The world of artificial intelligence today is not only a race for models or markets. It has become, above all, a race for people. The names that make the headlines are not always the names of companies or products, but of researchers and engineers being pulled from one lab to another like prized mercenaries. Each poach carries with it a kind of triumphalism—an announcement that says, “We are winning. We have the talent.”

But those headlines don’t tell the whole story. In fact, they hide the beginning of a spiral that changes the balance of power in the industry.
The Poaching Premium
When a company signs a star researcher, the price is never just salary. It is a package that often includes equity grants, sign-on bonuses, relocation, sometimes even promises of resources or teams that will be built around them. This is already an extraordinary “cost of acquisition.” Unlike customer acquisition cost, which can sometimes be scaled down with clever marketing or automation, talent acquisition cost in AI only seems to scale upward.
Poaching does not obey normal market discipline. It runs on strategic urgency. You don’t pay a star researcher to fill a gap—you pay them to deprive a rival, to create the impression of momentum, to reassure investors that you’re still in the fight. That urgency means you will accept terms you might otherwise reject.
Locked-In Spending
But the moment the contract is signed, another reality sets in. That talent cannot be allowed to sit idle. A researcher brought in on an eight-figure package must be surrounded with everything they need to succeed. That means racks of GPUs, custom data pipelines, annotation contracts, specialized frameworks, and an army of supporting engineers.
What was once a single expensive hire becomes an ecosystem commitment. The company is now locked in—not only to the person, but to the tools and infrastructure that person insists on using. And once locked in, the bargaining power shifts.
The Vendors’ Advantage
If you sell GPUs, or if you host compute in the cloud, or if you control a specialized piece of software that has become the researcher’s preference, the headlines about talent poaching are good news. They tell you which companies are trapped.

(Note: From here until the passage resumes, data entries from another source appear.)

Issue #167, opened 2017-10-23
[5.0] `monitorDisconnection` set of methods should emit `.next` along with `.error` in Observable stream


Kacper20:
Currently method that allows for monitoring disconnection of Peripheral is emitting `.next` on Observable stream, when proper delegate method fires (`centralManager(_:didDisconnectPeripheral:error)`). Semantically whenever other `BluetoothError` instances like are emitted (like `CBCentralManagerState` becomes .unauthorized) — the peripheral is also becoming disconnected. We would like in this case emit both `.next` and `.error` on the stream.

# Design
Inside the implementation for the monitor disconnection we should check for proper errors and map them into sequence of element and error. 

# How it affect current users
None affection

paweljaneczek:
Done in #206

PR #206, opened 2018-01-19
Simpler scanning and improved monitorDisconnection

paweljaneczek:
This PR is fixing 2 issues: #186 and #167 

As of #186, now if users starts new scanning when one is already ongoing it will return Error.

### DIFF
--- a/Source/BluetoothError.swift
+++ b/Source/BluetoothError.swift
@@ -29,6 +29,8 @@ public enum BluetoothError: Error {
     /// To mitigate it dispose all of your subscriptions before deinitializing
     /// object that created Observables that subscriptions are made to.
     case destroyed
+    // Emitted when `BluetoothManager.scanForPeripherals` called and there is already ongoing scan
+    case scanInProgress
     // States
     case bluetoothUnsupported
     case bluetoothUnauthorized
@@ -64,6 +66,11 @@ extension BluetoothError: CustomStringConvertible {
             return """
             The object that is the source of this Observable was destroyed.
             It's programmer's error, please check documentation of error for more details
+            """
+        case .scanInProgress:
+            return """
+            Tried to scan for peripheral when there is already ongoing scan.
+            You can have only 1 ongoing scanning, please check documentation of BluetoothManager for more details
             """
         case .bluetoothUnsupported:
             return "Bluetooth is unsupported"
@@ -134,6 +141,8 @@ extension BluetoothError: Equatable {}
 
 public func == (lhs: BluetoothError, rhs: BluetoothError) -> Bool {
     switch (lhs, rhs) {
+    case (.scanInProgress, .scanInProgress): return true
+    // States
     case (.bluetoothUnsupported, .bluetoothUnsupported): return true
     case (.bluetoothUnauthorized, .bluetoothUnauthorized): return true
     case (.bluetoothPoweredOff, .bluetoothPoweredOff): return true
--- a/Source/BluetoothManager.swift
+++ b/Source/BluetoothManager.swift
@@ -49,32 +49,26 @@ public class BluetoothManager {
 
     private let delegateWrapper: CBCentralManagerDelegateWrapper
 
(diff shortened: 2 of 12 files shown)


Source/BluetoothError.swift
```diff
@@ -134,6 +141,8 @@ extension BluetoothError: Equatable {}
 
 public func == (lhs: BluetoothError, rhs: BluetoothError) -> Bool {
     switch (lhs, rhs) {
+    case (.ongoingScan, .ongoingScan): return true
```
Cierpliwy: I'm not sure about name of this case. Maybe `scanInProgress` might be better?

Source/BluetoothManager.swift
```diff
@@ -378,12 +344,19 @@ public class BluetoothManager {
...
-    /// if it wasn't the `cancelConnection` call
+    /// if it wasn't the `cancelConnection` call. 
     public func monitorDisconnection(for peripheral: Peripheral) -> Observable<(Peripheral, DisconnectionReason?)> {
         let observable = delegateWrapper.didDisconnectPeripheral
           .filter { $0.0 == peripheral.peripheral }
           .map { (_, error) -> (Peripheral, DisconnectionReason?) in (peripheral, error) }
         return ensure(.poweredOn, observable: observable)
+                .catchError { error in
+                    if error is BluetoothError {
+                        return .concat(.just((peripheral, error)), .error(error))
```
Cierpliwy: Do we really need to emit .error in the end?

Tests/Autogenerated/Mock.generated.swift
```diff
@@ -21,8 +21,12 @@ class CBCentralManagerMock: NSObject {
 
     var retrievePeripheralsParams: [([UUID])] = []
     var retrievePeripheralsReturns: [[CBPeripheralMock]] = []
+    var retrievePeripheralsReturn: [CBPeripheralMock]?
     func retrievePeripherals(withIdentifiers identifiers: [UUID]) -> [CBPeripheralMock] {
         retrievePeripheralsParams.append((identifiers))
+        if let retrievePeripheralsReturn = retrievePeripheralsReturn {
```
Cierpliwy: Why is it necessary? If you want default return value, maybe we can use it after all return values from array are used?

Source/BluetoothManager.swift
```diff
@@ -128,70 +120,44 @@ public class BluetoothManager {
...
                         }
+                        .subscribe(observer)
+
+                strongSelf.centralManager.scanForPeripherals(withServices: serviceUUIDs, options: options)
+
+                return Disposables.create {
+                    guard let strongSelf = self else { return }
+                    // When disposed, stop scan and dispose scanning
+                    strongSelf.centralManager.stopScan()
+                    do { strongSelf.lock.lock(); defer { strongSelf.lock.unlock() }
```
Cierpliwy: We need to talk more about locking and thread safety of this library.

Tests/Autogenerated/Mock.generated.swift
paweljaneczek: :+1:

Source/BluetoothManager.swift
paweljaneczek: Don't we? I think sending error event when bluetooth state changed from .poweredOn is a must here.

Source/BluetoothManager.swift
paweljaneczek: in this issue or later ? :)

Source/BluetoothError.swift
paweljaneczek: ok, will do 👍

Source/BluetoothManager.swift
Cierpliwy: Yes, we need to talk about it later, before creating task for it. For now it can stay as it is.

Source/BluetoothManager.swift
Cierpliwy: For single peripheral is probably makes sense.

Issue #208, opened 2018-01-25
[5.0] Change `BluetoothManager` to `CentralManager`


paweljaneczek:
Since we are doing changes that will change current library API we could also change main class name. This will be heplfull in future when we will introduce `CBPeripheralManager` support

# Affection to current users
Rename of main user facing object is a source breaking change.

paweljaneczek:
Done in #209

PR #209, opened 2018-01-25
Refactored class and method names

paweljaneczek:
What has changed:

- changed `BluetoothManager` to `CentralManager`
- changed monitoring method to start with `observe` rather than `monitor` - it is more reactive and consistent with android library
- changed behaviour of CentralManager.observeState  and Peripheral.observeConnection to not start with current state
- added possibility to observing any events without specifing peripheral/characteristic/descriptor
- changed retrievePeripherals to synchronous methods
- grouped all method in code with marking

FIXED ISSUES: #208


Source/CentralManager+RestoredState.swift
```diff
@@ -0,0 +1,53 @@
...
+
+/// Closure that receives `RestoredState` as a parameter
+public typealias OnWillRestoreState = (RestoredState) -> Void
+
+extension CentralManager {
+
+    convenience init(queue: DispatchQueue = .main,
+                     options: [String: AnyObject]? = nil,
+                     onWillRestoreState: OnWillRestoreState? = nil) {
+        self.init(queue: queue, options: options)
```
Cierpliwy: Delegate will be created and bound to central in line 34.

Source/CentralManager+RestoredState.swift
```diff
@@ -0,0 +1,53 @@
...
+        if let onWillRestoreState = onWillRestoreState {
+            listenOnWillRestoreState(onWillRestoreState)
```
Cierpliwy: We start monitoring restoration state in line 36. There still could be a value emitted between line 34-36, which will not be caught.

paweljaneczek: Actually it will always work, cause `CBCentralManagerDelegateWrapper.willRestoreState` is of type  `ReplaySubject` with buffer == 1. It will buffer last value and pass it on subscription.

Issue #173, opened 2017-10-24
[5.0] Proposal: Making setNotification and connect APIs cleanup actions in subscriptions disposal


Kacper20:
This task is more of a discussion about the way we should re-imagine our APIs regarding setting notifications and making connections. It provides an overview on the current implementation and proposes some changes to this. If it’ll be accepted by the maintainers there should be a separate issue created with the detailed design. This two cases are considered together, because our goal is to have consistent APIs. *Remember*: This proposal It’s not necessarily the way to go — it’s only starting point for a discussion. The final solution could be this, sticking with the current approach or even mixing two of them. 

# Design
Currently in each case there are two separate methods: one that is changing state from A to B and the second one that is performing the opposite action. We would like to propose having abstract method:
```
func changeState() -> Observable<X>
```
This method would change state from A to B when subscription to resulting observable is made. The opposite action (transition from B to A) would be made on subscription disposal.
Let’s make this a bit more concrete:

## setNotification changes
The base for all of the notifications related methods is `setNotifyValue(_: Bool, for: Characteristic) -> Observable<Characteristic>`. We would like to propose changing it’s interface to: `setNotifications(on: Characteristic) -> Observable<Characteristic>`. This method would in the implementation set the notification and emit the next when the notification set was successful. This stream should never emit a Complete event. 
In Disposable for this method we would call  `setNotifyValue(false, for: CBCharacteristic)` on an underlying `CBPeripheral` instance. This will disable notifications on this characteristic. Additionally more work related to this observable being connectable will be performed in this piece of code.  Details can be found in `Common considerations for both changes` section.

## connect changes
Currently we have a set of two methods to perform connection related logic: `connect` and `cancelConnection`. To make it more reactive we could make it only one method —`connect`. This method would emit next when connection is made and will never emit a complete. Inside Disposed method we would perform disconnection.
Additionally more work related to this observable being connectable will be performed in this piece of code.  Details can be found in `Common considerations for both changes` section.

## Common considerations for both changes
Because of the nature of those Observable and the possibility that they could be subscribed to multiple times at once we should make them two Connectable Observables. They should be refcounted, so that cleanup is performed only after the last subscription is disposed. In order to implement this we should be storing Observables in some storages internal to BluetoothManager and Peripheral. 

# Affection on the user
It’s source breaking change. If there’ll be a decision to implement this it should be done in 5.0 version.

paweljaneczek:
Added in #212 and #215

PR #212, opened 2018-01-31
Changed connecting logic to handle auto disconnecting on dispose

paweljaneczek:
Part of #173.

`CentralManager.connect` method has changed to `CentralManager.establishConnection`. Now it is a more complex method that handles:
- auto disconnecting on dispose
- waiting for disconnecting
- throwing errors when there is already connected/connecting device.

All the changes are tested and documented

### DIFF
--- a/Source/Boxes.swift
+++ b/Source/Boxes.swift
@@ -35,3 +35,47 @@ extension WeakBox {
         return "WeakBox(\(String(describing: value)))"
     }
 }
+
+/**
+ `ThreadSafeBox` is a helper class that allows use of resource (value) in a thread safe manner.
+ All read and write calls are wrapped in concurrent `DispatchQueue` which protects writing to
+ resource from more than 1 thread at a time.
+ */
+class ThreadSafeBox<T>: CustomDebugStringConvertible {
+    private let queue = DispatchQueue(label: "com.polidea.RxBluetoothKit.ThreadSafeBox", attributes: .concurrent)
+    private var value: T
+    init(value: T) {
+        self.value = value
+    }
+
+    func read<Result: Any>(_ block: (T) -> Result) -> Result {
+        var result: Result! = nil
+        queue.sync {
+            result = block(value)
+        }
+        return result
+    }
+
+    func write(_ block: @escaping (inout T) -> Void) {
+        queue.async(flags: .barrier) {
+            block(&self.value)
+        }
+    }
+
+    func compareAndSet(compare: (T) -> Bool, set: @escaping (inout T) -> Void) -> Bool {
+        var result: Bool = false
+        queue.sync {
+            result = compare(value)
+            if result {
+                write(set)
+            }
+        }
+        return result
+    }
+}
+
+extension ThreadSafeBox {
+    var debugDescription: String {
+        return "ThreadSafeBox(\(String(describing: value)))"
+    }
+}
--- a/Source/Boxes.swift
+++ b/Source/Boxes.swift
@@ -42,7 +42,7 @@ extension WeakBox {
  resource from more than 1 thread at a time.
  */
 class ThreadSafeBox<T>: CustomDebugStringConvertible {
-    private let queue = DispatchQueue(label: "com.polidea.RxBluetoothKit.ThreadSafeBox", attributes: .concurrent)
+    private let queue = DispatchQueue(label: "com.polidea.RxBluetoothKit.ThreadSafeBox")
     private var value: T
     init(value: T) {
         self.value = value
@@ -57,7 +57,7 @@ class ThreadSafeBox<T>: CustomDebugStringConvertible {
     }
 
     func write(_ block: @escaping (inout T) -> Void) {
-        queue.async(flags: .barrier) {
+        queue.async {
             block(&self.value)
         }
     }
@@ -67,7 +67,7 @@ class ThreadSafeBox<T>: CustomDebugStringConvertible {
         queue.sync {
             result = compare(value)
             if result {
-                write(set)
+                set(&self.value)
             }
         }
         return result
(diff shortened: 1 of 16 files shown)


Source/Boxes.swift
```diff
@@ -35,3 +35,47 @@ extension WeakBox {
...
     }
 }
+
+/**
+ `ThreadSafeBox` is a helper class that allows use of resource (value) in a thread safe manner.
+ All read and write calls are wrapped in concurrent `DispatchQueue` which protects writing to
+ resource from more than 1 thread at a time.
+ */
+class ThreadSafeBox<T>: CustomDebugStringConvertible {
+    private let queue = DispatchQueue(label: "com.polidea.RxBluetoothKit.ThreadSafeBox", attributes: .concurrent)
```
Cierpliwy: Concurrent queue won't protect you from writing to resource from more then 1 thread.

Cierpliwy: You should switch to serial queue to achieve that.

Source/Boxes.swift
```diff
@@ -35,3 +35,47 @@ extension WeakBox {
...
+            block(&self.value)
+        }
+    }
+
+    func compareAndSet(compare: (T) -> Bool, set: @escaping (inout T) -> Void) -> Bool {
+        var result: Bool = false
+        queue.sync {
+            result = compare(value)
+            if result {
+                write(set)
```
Cierpliwy: no need to queue write inside sync queue.

Source/Connector.swift
```diff
@@ -0,0 +1,167 @@
...
+import RxSwift
+import CoreBluetooth
+
+/**
+ `Connector` is a class that is responsible for establishing connection with peripherals.
+ */
+class Connector {
+    let centralManager: CBCentralManager
+    let delegateWrapper: CBCentralManagerDelegateWrapper
+    let connectingBox: ThreadSafeBox<[UUID]> = ThreadSafeBox(value: [])
```
Cierpliwy: This should be a set instead of an array.

Source/Connector.swift
```diff
@@ -0,0 +1,167 @@
...
+    let disconnectingBox: ThreadSafeBox<[UUID]> = ThreadSafeBox(value: [])
```
Cierpliwy: This should be a set instead of an array.

Source/Connector.swift
```diff
@@ -0,0 +1,167 @@
...
+                observer.onError(BluetoothError.destroyed)
+                return Disposables.create()
+            }
+
+            guard !peripheral.isConnected else {
+                observer.onError(BluetoothError.peripheralAlreadyConnected(peripheral))
+                return Disposables.create()
+            }
+
+            let connectingStarted = strongSelf.connectingBox.compareAndSet(
```
Cierpliwy: I don't like that there is no global connection resource which is held uniquely. Current flow in theory may allow 2 simultaneously connected users. Let's assume that thread 1 and 2 are at line 96 and device is disconnected and not connecting to any other device. Thread 1 executes line 98 setting connecting state and after a while it goes to 138 by setting connecting to false after successful connection. Then thread 2 starts executing line 98 and is able to call `connect` even though thread 1 already owns a connection.

Cierpliwy: To clarify semantics we want to achieve there are three states which are important:

1) Device is disconnected. Any thread is allowed to take ownership of a resource.
2) Device is connecting/connected. One thread (winner) owns a resource, other threads reject with an error.
3) Device is disconnecting. Only owner from step 1 can transition to this state. Other threads now are allowed to wait.

paweljaneczek:
@MarvinNazari We think that it is better approach from developer perspective. Doing immediately `complete` without sending any `next` or `error` will cause developer not knowing what just happened.

Source/Connector.swift
```diff
@@ -90,17 +90,13 @@ class Connector {
...
-                compare: { !$0.contains(peripheral.identifier) },
-                set: { $0.append(peripheral.identifier) }
+            let connectionBlocked = strongSelf.connectingBox.compareAndSet(
+                compare: { !peripheral.isConnected && !$0.contains(peripheral.identifier) },
+                set: { $0.insert(peripheral.identifier) }
             )
-            guard connectingStarted else {
-                observer.onError(BluetoothError.peripheralIsConnecting(peripheral))
+            
+            guard connectionBlocked else {
```
paweljaneczek: what you think about changing name `connectionBlocked` to something like `connectingStarted`. For me it would be more readable

Tests/ThreadSafeBoxTest.swift
```diff
@@ -38,12 +38,13 @@ class ThreadSafeBoxTest: XCTestCase {
...
         
         let expectation = XCTestExpectation(description: "Perform \(expectedIterations) iterations on concurrent threads")
+        let resultQueue = DispatchQueue(label: "com.polidea.RxBluetoothKit.ThreadSafeBoxTest")
         
         DispatchQueue.concurrentPerform(iterations: currentIteration) { index in
             let last = box.read { $0.last } ?? 0
             box.write { $0.append(last + 1) }
             
-            DispatchQueue.global().sync {
+            resultQueue.sync {
```
paweljaneczek: 👍

Source/CentralManager.swift
```diff
@@ -185,81 +192,19 @@ public class CentralManager {
...
-    /// returned observable cancels connection attempt. By default observable is waiting infinitely for successful connection.
-    /// Additionally you can pass optional [dictionary](https://developer.apple.com/library/ios/documentation/CoreBluetooth/Reference/CBCentralManager_Class/#//apple_ref/doc/constant_group/Peripheral_Connection_Options)
+    /// Establishes connection with a given `Peripheral`.
+    /// When connection did succeded it sends event with `Peripheral` - from now on it is possible to call all other methods that require connection.
+    /// The connection is automatically disconnected when resulting Observable is unsubscribed.
+    /// On the other hand when the connection is interrupted or failed by the device or the system, the Observable will be unsubscribed as well
+    /// following `BluetoothError.peripheralConnectionFailed` or `BluetoothError.peripheralDisconnected` emission.
+    /// Additionally you can p ass optional [dictionary](https://developer.apple.com/library/ios/documentation/CoreBluetooth/Reference/CBCentralManager_Class/#//apple_ref/doc/constant_group/Peripheral_Connection_Options)
```
Cierpliwy: pass?

Issue #207, opened 2018-01-25
[5.0] Add unit tests to project


paweljaneczek:
With #168 we have introduced new testing architecture and deleted all existing unit tests.

We need to re-write all unit tests using this new architecture and clean XCTest framework.

# Classes that we need write tests for

- [ ] `BluetoothManager` (`CentralManager`)
- [ ] `Peripheral`, `Peripheral+Convienence`
- [ ] `Observable+Absorb`
- [ ] `UUIDIdentifiable`
- [ ] `ScanOperation`
- [ ] `ScanOperation`

In all other classes there is no logic so tests are optional.

# Affection to current users
This change doesn't affect current users.

paweljaneczek:
Added in #215

PR #215, opened 2018-03-05
New notifications observing logic, Peripheral provider and unit tests.

minixT:
Part of #173 and #207 

A few changes that update API:

- added `PeripheralProvider` - central place constructing and managing `Peripheral` objects
- added `CharacteristicNotificationManager` - which is used to observe characteristics value update and change notification flags on characteristics
- discovering services, includedServices and characteristics will emit `RxError.noElements` error, if not all objects with requested UUIDs were discovered

Added unit tests to the missing classes.


Source/CharacteristicNotificationManager.swift
```diff
@@ -0,0 +1,98 @@
...
+            }
+
+            let notifyValue = strongSelf.setNotifyValue(true, for: characteristic).asObservable()
+            let notificationObserable = strongSelf.createValueUpdateObservable(for: characteristic)
+            let observable = Observable.of(notifyValue, notificationObserable)
+                .merge()
+                .do(onDispose: { [weak self] in
+                    guard let strongSelf = self else { return }
+                    do { strongSelf.lock.lock(); defer { strongSelf.lock.unlock() }
+                        strongSelf.uuidToActiveObservableMap.removeValue(forKey: characteristic.uuid)
```
paweljaneczek: I am just thinking of situation when:
1. Thread 1 stops at line 53
2. Thread 2 locks at line 42 and taking observable on line 44-45
3. Thread 1 removing observable from map at line 55
In this screnario Thread 2 receives observable that is disposed. Let's talk about this when you will be at work

Source/CharacteristicNotificationManager.swift
```diff
@@ -0,0 +1,98 @@
...
+                    }
+                    _ = strongSelf.setNotifyValue(false, for: characteristic)
```
paweljaneczek: Not sure if we would not need to wait here for `CBPeripheralDelegate peripheral:didUpdateNotificationStateForCharacteristic:error:`
There could be scenario like:
1. Thread 1 stops on line 57 (`setNotifyValue` not called)
2. Thread 2 goes to line 62, subscibes for observable and calls `setNotifyValue(true)`
3. Thread 1 is doing `setNotifyValue(false)` on line 57
In result we have `setNotifyValue` turned to false and existing observable for notification change (which will never receive notification)

Simple solution would be to wrap this line in `do lock` from line 54. In that case it would be not possible to call `setNotifyValue`  with false after `setNotifyValue` with true. Question here is, how will CoreBluetooth behave when we will set 2x `setNotifyValue` one after another

Source/Peripheral+Convenience.swift
```diff
@@ -159,26 +159,18 @@ extension Peripheral {
...
-    /// This is **infinite** stream of values.
+    /**
+     Setup characteristic notification in order to receive callbacks when given characteristic has been changed.
+     Returned observable will emit `Characteristic` on every notification change.
+     It is possible to setup more observables for the same characteristic and the lifecycle of the notification will be shared among them.
+     
+     Notification is automaticaly unregistered once this observable is unsubscribed
+     
+     - parameter characteristic: `Characteristic` for notification setup.
+     - returns: `Observable` emitting `Peripheral` when the notification setup is complete.
```
paweljaneczek: same here for doc

Source/Peripheral.swift
```diff
@@ -330,51 +347,21 @@ public class Peripheral {
...
-            .merge()
+    /**
+     Setup characteristic notification in order to receive callbacks when given characteristic has been changed.
+     Returned observable will emit `Characteristic` on every notification change.
+     It is possible to setup more observables for the same characteristic and the lifecycle of the notification will be shared among them.
+     
+     Notification is automaticaly unregistered once this observable is unsubscribed
+     
+     - parameter characteristic: `Characteristic` for notification setup.
+     - returns: `Observable` emitting `Peripheral` when the notification setup is complete.
```
paweljaneczek: same here

Source/PeripheralProvider.swift
```diff
@@ -0,0 +1,100 @@
...
+        } else {
+            return createAndAddToBox(cbPeripheral, manager: centralManager)
+        }
+    }
+
+    fileprivate func createAndAddToBox(_ cbPeripheral: CBPeripheral, manager: CentralManager) -> Peripheral {
+        peripheralsBox.compareAndSet(
+            compare: { peripherals in
+                return !peripherals.contains(where: { $0.peripheral == cbPeripheral })
+        },
```
paweljaneczek: add tab here

paweljaneczek:
@rohitjb agree that we could split doing tests to other PR, but due to big delays in reviewing we wanted to make it in one shoot. It won't happen again in future ;)

Source/CharacteristicNotificationManager.swift
```diff
@@ -75,24 +82,14 @@ class CharacteristicNotificationManager {
...
-                    throw BluetoothError.characteristicNotifyChangeFailed(characteristic, error)
-                }
-                return characteristic
-        }
-        let setObservable: Observable<Characteristic> = .deferred { [weak self] in
+    private func setNotifyValue(_ enabled: Bool, for characteristic: Characteristic) -> Completable {
+        return .deferred { [weak self] in
+            if enabled {
+                let counter = self?.uuidToActiveObservablesCountMap[characteristic.uuid] ?? 0
+                self?.uuidToActiveObservablesCountMap[characteristic.uuid] = counter + 1
```
paweljaneczek: I think that it should be also guarded by NSLock. 
Imagine scenario:
1. thread 1 is on line 89, after getting counter value (value==1)
2. thread 2 goes to line 58 and decrease counter (value==0)
3. thread 1 changes coun map on line 89 (value==2)
Finally we have count==2 and only 1 observable.

PR #257, opened 2023-04-18
Add additional MFA support

jcard313:
### Why

Now supports SMS, yubikey, Security Questions, and totp from different providers for feature parity with prod BMX.


src/D2L.Bmx/Authenticate.cs
```diff
@@ -38,23 +38,24 @@ internal class Authenticator {
 		if( authState.OktaStateToken is not null ) {
 
 			var mfaOptions = authState.MfaOptions;
-
 			var selectedMfaIndex = PromptMfa( mfaOptions );
 			var selectedMfa = mfaOptions[selectedMfaIndex - 1];
+			string mfaInput = "";
 
+			// TODO: Handle retry
```
jcard313, line 45: Let me know if I should handle retry in this task as well

boarnoah: Nope, current BMX doesn't support retry so its not necessary for feature parity + better suited for a separate feature PR

src/D2L.Bmx/Okta/OktaApi.cs
```diff
@@ -62,14 +63,27 @@ internal class OktaApi : IOktaApi {
...
 		string challengeResponse ) {
 
-
 		var mfaFactor = state.OktaMfaFactors[selectedMfaIndex];
 
-		var authOptions = new AuthenticateChallengeMfaOptions( mfaFactor.Id, challengeResponse, state.OktaStateToken! );
+		var authOptions = new AuthenticateChallengeMfaOptions(
+			FactorId: mfaFactor.Id,
+			StateToken: state.OktaStateToken!,
+			PassCode: challengeResponse );
```
boarnoah, line 86: The security question MFA uses a field name called ``answer`` instead of ``passcode``, does it also accept the answer as passcode? https://developer.okta.com/docs/reference/api/factors/#request-parameters-23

Think about it. A lab that has just spent tens of millions to bring in a high-profile figure cannot risk under-equipping them. It cannot argue too hard over GPU prices. It cannot balk at cloud contracts. It cannot afford to nickel-and-dime the vendors, because the cost of embarrassing their star is higher than any markup.
This is why suppliers quietly cheer when talent wars make the front page. Each poach loosens the negotiation room for them. They know the buyer is committed. They know the buyer must spend. And they can raise their own demands accordingly.
The Spiral of Escalation
This produces a spiral. Talent costs are high, so infrastructure costs climb behind them. Infrastructure costs climb, so companies must justify their spending with faster and riskier product pushes. Those product pushes require yet more talent to scale. And so the cycle continues.

On the outside, the story looks like a battle between labs—OpenAI versus Anthropic, Google versus Meta. Grok versus all of them. But underneath, the real beneficiaries are the suppliers. NVIDIA, with its grip on GPUs, has grown into one of the most valuable companies in the world not just because its chips are good, but because it sits in the middle of this spiral. Every new poach guarantees demand for its hardware. Every public headline is another confirmation of dependence.
Illusions of Power
This is the irony of the talent wars: the companies paying the highest premiums are not necessarily gaining the most leverage. They may be buying reputation, or buying time, but they are also handing bargaining power to the very suppliers they must rely on.
The illusion is that talent is the battlefield. The reality is that talent is only the opening move. The war is not won by who signs the most researchers, but by who controls the things those researchers cannot live without.
The Quiet Winners
In the long run, the loudest players may not be the real winners. The labs will keep announcing hires, raising funds, and pushing products. But the companies sitting in the shadows—the chipmakers, the cloud giants, the infrastructure providers—are the ones whose leverage compounds. They are not playing at the surface where names and headlines flash. They are playing at the foundation, where the spiral of spending ultimately comes to rest.
The talent war is visible. The leverage war is hidden. And when the dust settles, it may be clear that the most powerful players in AI were not the labs who poached the stars, but the suppliers who quietly raised the prices once those stars were in place.